The DSP memory may be intrinsic to the DSP 52 or may be separate
from and accessible by the DSP 52 as is known in the art.
[0053] As each sample is read out of receiver time-slot buffer 72
by DMA logic 92, data scaling block 82 scales the data as described
in the example shown in FIG. 6, as is described below. Note that
each sample is scaled according to what the maximum attenuation was
for that block and the current attenuation for that sample. This
scaling process compensates for the LNA state changes controlled by
the energy detect block 70 since, as LNAs are disabled, the
amplitude of the received signal is decreased. The scaling and DC
offset correction may be done concurrently as the DMA logic block
92 transfers data from the receive time-slot buffer 74 to DSP 52
memory to help prevent latency delay to the system.
[0054] Each time DMA Block 92 processing is completed, DSP 52
assembles the data samples into a burst in memory. In the case of a
traffic channel, there is one burst per DMA block 92 and a DSP
demodulation routine is called directly after the DMA block 92
processing is completed. In the case of a Registration burst, three
DMAs are required to complete the burst because the burst occupies
nine timeslots. Thereafter, the proper demodulation routine is
called.
[0055] Thus, the LNA enable bit state is saved as the data samples
are read by ADC I/F block 68 and are placed into the receive
timeslot buffers 74. Then, as the LNA enable bits are read out by
DMA logic 92, correction is applied to the samples as they are read
from the timeslot buffers and transferred to the DSP memory by data
scaling block 82 to account for the change in LNA enable bits
affecting the level of the signal during the burst.
[0056] If only one LNA is disabled, all samples that occurred
before the first LNA was deactivated are attenuated by 3/32. If
both LNAs are disabled, then all samples that were received before
the first LNA was switched off are attenuated by 5/512. Samples
received between disablement of the first and second LNA are
attenuated by 3/32. Note that approximations are used to simplify
the design. The attenuation applied approximates the loss in gain
of the received signal when the LNA(s) are disabled. The threshold
values for deactivation of the LNAs are configurable by the DSP or
by other means known in the art. The data block size is fixed at 20
samples for 2 symbols worth of data at a sample rate of 234 KHz.

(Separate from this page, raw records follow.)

PR #9907, opened 2024-05-11
Update osmconf.ini clarifying direction

jidanni:
In https://gdal.org/drivers/vector/osm.html#configuration we read
> The customization is essentially which OSM attributes and keys should be translated into OGR layer fields.

I therefore conclude the direction of the import is actually into OGR, and thus make it clear in the top of the file.


ogr/ogrsf_frmts/osm/data/osmconf.ini
```diff
@@ -1,5 +1,5 @@
 #
-# Configuration file for OSM import
+# Configuration file for exporting OSM data, importing it into OGR
```
rouault, line 2:
```suggestion
# Configuration file for importing OSM data into OGR
```

PR #9909, opened 2024-05-12
OSR importFromESRI() Arc/Info 7 .prj: fix importing LAMBERT_AZIMUTHAL…

rouault:
… with a 'radius of the sphere of reference'

Fixes https://lists.osgeo.org/pipermail/gdal-dev/2024-May/058990.html

### DIFF
--- a/ogr/ogr_srs_esri.cpp
+++ b/ogr/ogr_srs_esri.cpp
@@ -262,7 +262,8 @@ static CPLString OSR_GDS(char **papszNV, const char *pszField,
  * importFromESRI() by an automatic call to morphFromESRI().
  *
  * Currently only GEOGRAPHIC, UTM, STATEPLANE, GREATBRITIAN_GRID, ALBERS,
- * EQUIDISTANT_CONIC, TRANSVERSE (mercator), POLAR, MERCATOR and POLYCONIC
+ * EQUIDISTANT_CONIC, TRANSVERSE (mercator), POLAR, LAMBERT (Conic Conformal),
+ * LAMBERT_AZIMUTHAL, MERCATOR and POLYCONIC
  * projections are supported from old style files.
  *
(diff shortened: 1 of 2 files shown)


ogr/ogr_srs_esri.cpp
```diff
@@ -589,8 +627,18 @@ OGRErr OGRSpatialReference::importFromESRI(char **papszPrj)
                 }
                 if (!bFoundParameters)
                 {
-                    // If unknown, default to WGS84 so there is something there.
-                    SetWellKnownGeogCS("WGS84");
+                    if (bHasRadiusOfSphereOfReference)
+                    {
+                        OGRSpatialReference oGCS;
+                        oGCS.SetGeogCS("unknown", "unknown", "unknown",
+                                       dfRadiusOfSphereOfReference, 0);
```
jjimenezshaw, line 634: What if the units in the file are not meters, is this radius of the earth in meters? I don't know.

For instance, I have seen files from Trimble where the radius of the ellipsoid is in the linear units of the file, that can be foot

rouault: > What if the units in the file are not meters, is this radius of the earth in meters? I don't know.

importFromESRI() (seems to) assumes that Units is only for the projected linear units, not for the ellipsoid dimension. I'm not aware of a specification for ArcInfo 7.x .prj file, so we can't know for sure until someone exhibits a counter example

> For instance, I have seen files from Trimble where the radius of the ellipsoid is in the linear units of the file

ArcInfo 7.x .prj files ?

jjimenezshaw: > > For instance, I have seen files from Trimble where the radius of the ellipsoid is in the linear units of the file
> 
> ArcInfo 7.x .prj files ?

No. Trimble Site Calibration files (.CAL or .DC)

jjimenezshaw (approved):

PR #9938, opened 2024-05-16
MiraMonVector: Fixing the way that Z are written in MiraMon layers

AbelPau:
## What does this PR do?
During the translation from a 30 Gigabyte GeoPackage, it was detected that the MiraMonVector driver did not properly detect when the offset for heights exceeded the maximum possible value in a 4-byte variable (in version 1.1). This has been fixed, and an extra check has been added at the end of the translation to ensure that no offset overflows occur.

Once this was corrected, it was also noticed that a key feature for saving space with heights was not being properly used: the MiraMon format allows writing a height only once if it is the same for all vertices of a linestring. According to the specifications, if the number of heights for the linestring is negative, then the height applies to each vertex of the linestring. While this was not a bug, it will represent significant space savings in some 3D files with linestrings that have many vertices. This affected only the writing of linestrings, as the reading was done correctly.

For points, it was detected that the number of Z-values for each point (1) was being written as a positive number when the specifications dictate that it should be negative. This affected only the writing of linestrings, as the reading was done correctly.

Additionally, two minor improvements have been made:

- Informs the user that the layer obtained when the version 1.1 limit is reached is valid and contains N elements (not the total of them). This, at least, allows the user to take a look at the obtained layer.
- Increases some defines to reduce the number of reallocs needed for large layers. The increase does not affect small layers as the increases are only a few megabytes.

A backport to 3.9 would be wonderful.

## Tasklist

 - [x]  Add a test for this fix
 - [x] All CI builds and checks have passed except the specified below
 - [ ] Confirm that Failed Travis is not this PR fault.
 - [ ] Confirm that Failed autotest_gdrivers is not this PR fault.

### DIFF
--- a/autotest/ogr/ogr_miramon_vector.py
+++ b/autotest/ogr/ogr_miramon_vector.py
@@ -1173,7 +1173,16 @@ def test_ogr_miramon_write_basic_linestring(tmp_path):
     ds = None
 
 
-def test_ogr_miramon_write_basic_linestringZ(tmp_path):
+# There are to ways of writing/reading repeated Z's in a linestring file.
+# So let's test both ways (different Z's in each vertice or the same Z for all of them)
+@pytest.mark.parametrize(
+    "LinestringZ",
+    [
+        "LINESTRING Z (0 0 4,0 1 3,1 1 2)",
+        "LINESTRING Z (0 0 4,0 1 4,1 1 4)",
+    ],
+)
+def test_ogr_miramon_write_basic_linestringZ(tmp_path, LinestringZ):
 
     filename = str(tmp_path / "DataSetLINESTRING")
     ds = ogr.GetDriverByName("MiramonVector").CreateDataSource(filename)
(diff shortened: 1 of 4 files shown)


AbelPau:
I open it again because there was a little mistake and it's been solved

rouault:
> the MiraMon format allows writing a height only once if it is the same for all vertices of a linestring. According to the specifications, if the number of heights for the linestring is negative, then the height applies to each vertex of the linestring

it feels like a new test should be added to test such linestring and read it back

AbelPau:
> > the MiraMon format allows writing a height only once if it is the same for all vertices of a linestring. According to the specifications, if the number of heights for the linestring is negative, then the height applies to each vertex of the linestring
> 
> it feels like a new test should be added to test such linestring and read it back

I thought about that but it's been detected in a big file. So, I have to think how to make it happen in a little one. But Yes, you are right. I'll think about it.

rouault:
> I thought about that but it's been detected in a big file

but the write optimization is applied even on small files, right ? Wouldn't just writing "LINESTRING Z (1 2 10, 3 4 10)" would be sufficient ?

AbelPau:
> > I thought about that but it's been detected in a big file
> 
> but the write optimization is applied even on small files, right ? Wouldn't just writing "LINESTRING Z (1 2 10, 3 4 10)" would be sufficient ?

Yes, at least it should work. At this time there is "LINESTRING Z (0 0 4,0 1 3,1 1 2)" and I can add one that 4, 3 and 2 are the same value. I'm going to update that example. Thanks.

AbelPau:
> > I thought about that but it's been detected in a big file
> 
> but the write optimization is applied even on small files, right ? Wouldn't just writing "LINESTRING Z (1 2 10, 3 4 10)" would be sufficient ?

Added and waiting for checks. There are two failed but I think it's something that has nothing to do with this PR. If you can verify that, then it'll be ready if the remaining two checks are ok. Backport to 3.9 would be wonderful :)

PR #9943, opened 2024-05-16
Update ogrinfo.rst removing obsolete "# " not present today

jidanni:
Ogrinfo doesn't add the "# " anymore. Today we sync the man page with the current output.


jratike80:
I wonder if "#" has been used as a workaround for some text rendering issue. Anyway, they can go.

However, it is contemplated that other data block sizes may be
preferred.
[0057] Thus, there may be four thresholds, two each for
registrations and voice traffic. As shown below, there may be
additional thresholds for asynchronous bursts (See FIG. 7,
described below)
[0058] For Traffic Channel bursts, since the burst segment area may
consist of 3 timeslots, only one scan block section with a length
of 20 samples at the start of the segment area is required. At the
end of the burst segment area, the LNA/AGC logic may be reset.
[0059] TDMA Mode Dataflow (Transmit)
[0060] Referring again to FIG. 4, the memory of DSP 52 stores
sampled signal waveforms. These waveforms may be created by
programs running on the DSP 52. DSP 52 initiates transfers of 3
timeslots of data (read by the DMA logic 92) from DMA logic 92 to
transmit time-slot buffers block 94 in data processor 50. This data
is then read from each of the individual 3TS Transmit Time-Slot
Buffers 96,98 and 100, sample by sample at a predetermined sample
rate by DAC interface logic block 102 into DAC 58, shown in FIG. 3.
In one example, where 14 bits are received from ADC 48, the upper
14 bits are transmitted to DAC 58.
[0061] Also, there is a timeslot number, generated by the time-slot
generator 72, associated with each 3TS Buffer 94. This timeslot
number is used by transmission control block 104 to determine when
to send the data to the DAC Interface 102 for transmission. Each
buffer is a power of two in size. For example, each buffer is large
enough for 2048 samples (two to the power of eleven). However, less
than that may be used for each individual 3 timeslot buffer 98, 98
and 100.
[0062] As data is sent to DAC interface 102, the DMA Logic Block 78
is instructed by DSP 52 to transfer the next 3TS buffer of data
until the entire burst has been transferred. Note that for traffic
channels of known satellite communications systems, the entire
burst will fit into a single 3TS block, such as Tx buffer 0 96.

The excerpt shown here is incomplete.